**YOUR INSTRUCTIONS**
Nothing but a number belongs in the answer: how many lines of the records below contain the string "JuliaLang".
════════════════
Issue #26, opened 2021-05-24
Take JULIA_DEPOT_PATH into account


davidanthoff:
At the moment everything is hard coded to store Julia versions in `~/.julia/juliaup`. We should change that to check whether `JULIA_DEPOT_PATH` is configured and then use the value there if present.

heetbeet:
I would really love this feature, I snooped around a bit and found the following two places where the `~/.julia/juliaup` path is assumed:
https://github.com/JuliaLang/juliaup/blob/0bfe67d43677f50d148bd97deb47551d511ea825/Juliaup/src/Juliaup.jl#L19
https://github.com/JuliaLang/juliaup/blob/0bfe67d43677f50d148bd97deb47551d511ea825/launcher/launcher.cpp#L310

What I wonder is 
- How do the different versions of Julia handle the environment variable?
- Will it require more work that just using `DEPOT_PATH[0]` in the julia code and something like `Is JULIA_DEPOT_PATH empty? Then return "~/.julia/juliaup" else return JULIA_DEPOT_PATH (split at ";")` in the C++ part?
- Does this issue break version-compatibility? https://github.com/JuliaLang/julia/issues/31002
- And if version compatibility is broken, does it matter? I.e. what do we want to do when an old version of Julia doesn't understand `JULIA_DEPOT_PATH` and uses `~/.julia` or something else, while juliahub wants to use `JULIA_DEPOT_PATH/juliahub`. My current thinking is that this might actually be preferred since then at least juliahub will always be consistent and located where never versions would have wanted to place it.

I have a hunch that if we use `DEPOT_PATH[0]` in julia and add a preference for the environment variable `JULIA_DEPOT_PATH ` (split at `;`) in C++, we will be A-okay.

davidanthoff:
Yeah, I think that should pretty much be it. Couple of more specifics:
- We can't use `DEPOT_PATH` in the Julia code because it isn't populated when `juliaup` is compiled with PackageCompiler. So on the Julia side we'll also have to look for the env variable explicitly, parse it ourselves and extract the right values etc. Should not be hard at all, though.
- I think your logic for the C++ code is spot on (and the same would be used in the Julia code). Only "extra" thing I can think of is that on non Windows platforms `:` is also a valid splitter in `JULIA_DEPOT_PATH`, and we might just make it cross platform compatible from the beginning?
[...]

PR #83, opened 2021-08-04
Take JULIA_DEPOT_PATH into account

heetbeet:
https://github.com/JuliaLang/juliaup/issues/26

I cannot find a way to easily run the C++ code (or compile it from my computer), it does compile in GithubActions, so I will need a review on this. Also, we probably need some test to see if the DEPOT_PATH works as advertised.

Also, I agree with "on non Windows platforms `:` is also a valid splitter in `JULIA_DEPOT_PATH`, and we might just make it cross platform compatible from the beginning", but one of the bigger things to first figure out is how to compile the C++ code on Linux and OSX. The C++ function I added relies so heavily on the win32 API that it is probably moot to try and optimize for `:` at this moment.

### DIFF
--- a/Juliaup/src/Juliaup.jl
+++ b/Juliaup/src/Juliaup.jl
@@ -16,14 +16,14 @@ function julia_main()
     return 0
 end
 
-function get_juliauphome_path()	
-	depotpaths = get(ENV, "JULIA_DEPOT_PATH", nothing) 
-
-	if depotpaths === nothing
-		return joinpath(homedir(), ".julia", "juliaup")
-	else
-		return split(depotpaths, Sys.iswindows() ? ';' : ':')[1]
+function get_juliauphome_path()
+	depot_path = split(get(ENV, "JULIA_DEPOT_PATH", ""), Sys.iswindows() ? ';' : ':')[1]
+	
+	if isempty(depot_path)
+		depot_path =  joinpath(homedir(), ".julia", "juliaup")
 	end
+	
+	return depot_path
 end
 
 function get_juliaupconfig_path()
--- a/Juliaup/src/Juliaup.jl
+++ b/Juliaup/src/Juliaup.jl
@@ -19,7 +19,7 @@ end
 function get_juliauphome_path()	
 	depotpaths = get(ENV, "JULIA_DEPOT_PATH", nothing) 
 
-	if depotpaths == nothing
+	if depotpaths === nothing
 		return joinpath(homedir(), ".julia", "juliaup")
 	else
 		return split(depotpaths, Sys.iswindows() ? ';' : ':')[1]
--- a/Juliaup/src/Juliaup.jl
+++ b/Juliaup/src/Juliaup.jl
@@ -16,9 +16,14 @@ function julia_main()
     return 0
 end
 
-function get_juliauphome_path()
-	# TODO Handle JULIA_DEPOT env var here
-	return joinpath(homedir(), ".julia", "juliaup")
+function get_juliauphome_path()	
+	depotpaths = get(ENV, "JULIA_DEPOT_PATH", nothing) 
+
+	if depotpaths == nothing
+		return joinpath(homedir(), ".julia", "juliaup")
+	else
+		return split(depotpaths, Sys.iswindows() ? ';' : ':')[1]
+	end
 end
 
 function get_juliaupconfig_path()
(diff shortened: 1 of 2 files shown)


Juliaup/src/Juliaup.jl
```diff
@@ -16,9 +16,14 @@ function julia_main()
...
-function get_juliauphome_path()
-	# TODO Handle JULIA_DEPOT env var here
-	return joinpath(homedir(), ".julia", "juliaup")
+function get_juliauphome_path()	
+	depotpaths = get(ENV, "JULIA_DEPOT_PATH", nothing) 
+
+	if depotpaths === nothing
+		return joinpath(homedir(), ".julia", "juliaup")
+	else
+		return split(depotpaths, Sys.iswindows() ? ';' : ':')[1]
```
davidanthoff, line 25: One thing that is not clear to me is whether the base implementation has different separators per platform, or whether you can use potentially both separators on one of these platforms?

launcher/launcher.cpp
```diff
@@ -307,9 +307,26 @@ path GetHomedirPath() {
 	return buffer;
 }
 
+path GetDepotPath() {
+	string buffer;
+	buffer.resize(MAX_PATH);
+	DWORD pathLen = MAX_PATH;
+	
+	pathLen = GetEnvironmentVariableA("JULIA_DEPOT_PATH", &buffer[0], pathLen);
```
davidanthoff, line 315: I'm wondering whether we could use `std::getenv` here? If that works on Windows, then we could make this cross platform right away? It might look like this:
```cpp
const char *tmp = std::getenv("JULIA_DEPOT_PATH");

if(tmp) {
  string env_var {tmp};
  // Do the parsing etc here.
}
else {
  return GetHomedirPath() / ".julia";
}
```

davidanthoff (changes requested):
Fantastic, thanks a lot! I have two (hopefully small) comments.

I'll try to write up how one can compile and test this locally. A bit cumbersome, but it does work with stuff that is free.

Juliaup/src/Juliaup.jl
heetbeet: The `Sys.iswindows()` check will guide the seperator split, got the code from [here](https://stackoverflow.com/a/64595654/1490584). It doesn't seem like Julia base provides this functionality as per the stack overflow comment. I think it is a bit dangerous to use _both_ characters as a legal split, since `:` is found in a lot of windows paths like `c:\` and I think `;` is a legal filename character in Linux (not sure if it is found in practice).

I found where it is introduce in Julia: https://github.com/JuliaLang/julia/blob/0e094a818de1618b58edd56b759ed808accd3f9f/base/initdefs.jl#L98, I'll use something closer to that implementation.

launcher/launcher.cpp
heetbeet: Yes, I agree this will immediately be more platform independent. What to do then about the `;`/`:` split? Maybe we can get away with a
```
#ifdef _WIN32
    #define ENVPATHSEP ';'
#else
    #define ENVPATHSEP ':'
#endif
```
But it would be nicer if we don't need a directive.

heetbeet:
```
const char *tmp = std::getenv("JULIA_DEPOT_PATH");

if(tmp) {
  string env_var {tmp};

  auto cutoff = env_var.find(ENVPATHSEP);
  if(cutoff != std::string::npos){
    env_var.resize(cutoff);
  }
  
  if(env_var.size() == 0){
      return env_var;
  }
}
  
return fallback;
```

heetbeet: Maybe something like this? I can't really test this at the moment, so I'll just leave it here as a comment. (Maybe I'll get back to this sometime next week, but wouldn't be able to itch my FOSS addiction for the rest of this week at least)

Juliaup/src/Juliaup.jl
davidanthoff: Perfect, that makes sense!

launcher/launcher.cpp
heetbeet: Okay, I added some cross-platform code that work on Windows, but haven't been tested on Linux yet.

davidanthoff:
@heetbeet, I rewrote `juliaup` in Rust... See https://github.com/JuliaLang/juliaup/pull/89. I'm sorry for that 180, but it turns out there are many benefits to that, in particular when it comes to the cross platform solution. I'll try to incorporate this PR into the Rust branch before I merge it.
════════════════
**FINISHED EXERCISE**
6